If difficulty is unique to each individual, and making a game accessible eliminates barriers for disabled players, what about a game’s challenge? Can you make a game challenging but also make it accessible? Turns out, you can. There are some fantastic video games that keep challenge intact while being accessible for disabled players. Here are three exceptional examples that came out in 2023.
Forza Motorsport
An in-the-weeds racing sim may not seem accessible on the surface, but the team at Forza developer Turn 10 Studios has introduced some incredible innovations to enable more people to enjoy their game. They made the latest Forza accessible to blind players with a new feature called “Blind Drive Assist,” which gives audio cues to let them know where they are on the track at all times. True to the series’s simulation roots, Forza Motorsport just provides info about the track—it’s still up to the player to decide how they want to race.
Street Fighter 6
This game is huge for disabled fighting game fans. It includes three distinct input modes—Dynamic, Modern, and Classic—and the option to use simplified control schemes makes it super welcoming to many disabled players. It gives folks who don’t have much experience with this intimidating genre the opportunity to learn and progress. Then they can train with a favorite fighter and even get into competitive play, because Modern controls are allowed in official Street Fighter tournaments.
Star Wars Jedi Survivor
When Fallen Order came out, reviews widely compared the game’s parrying and dodging system to Dark Souls. But EA’s Star Wars games also include multiple difficulty modes that make the combat system a little more generous for those who need it. With Jedi Survivor, the Respawn team added a ton more accessibility features, such as an option to slow down the game if you need extra time for parries and dodges. They also added a new difficulty mode, Jedi Padawan, based on player feedback.

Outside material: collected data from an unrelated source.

PR #448, opened 2022-11-30
Add email parsing for slack handle alerts

jelstongreen:
This is needed for Slack Enterprise customers for whom simple `@josh.elston-green` tags do not work and need to use the Slack User IDs like `<@U123456>`

### DIFF
--- a/elementary/clients/slack/client.py
+++ b/elementary/clients/slack/client.py
@@ -60,6 +60,12 @@ class SlackClient(ABC):
         raise NotImplementedError
 
 
+    @abstractmethod
+    def get_user_id_from_email(self, email: str):
+        raise NotImplementedError
+
+
+
 class SlackWebClient(SlackClient):
     def _initial_client(self):
         return WebClient(token=self.token)
@@ -111,6 +117,14 @@ class SlackWebClient(SlackClient):
         else:
             logger.error("Failed to send report to Slack.")
         return send_succeed
+
+    def get_user_id_from_email(self, email: str) -> str:
+        logger.info(f"Attempting to get slack id of user: {email}")
+        try:
+            return self.client.users_lookupByEmail(email=email)["user"]["id"]
+        except SlackApiError as e:
+            logger.error(f"Slack client error: {e.response['error']}")
+        return ""
 
     def _get_channel_id(self, channel_name: str) -> Optional[str]:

There are a lot of misconceptions about accessibility and disabled players. And if you have some of those misconceptions, that’s okay. If you are not exposed to how a disabled player may need accessibility, or you’re not around disabled people in your day-to-day life, you may not think about the needs of disabled players at all. But I hope this leaves you with a better understanding of accessibility and how we, as advocates, consultants, and developers, are not trying to take your game away from you. Accessibility simply helps us choose what we want to play—rather than having that choice made for us.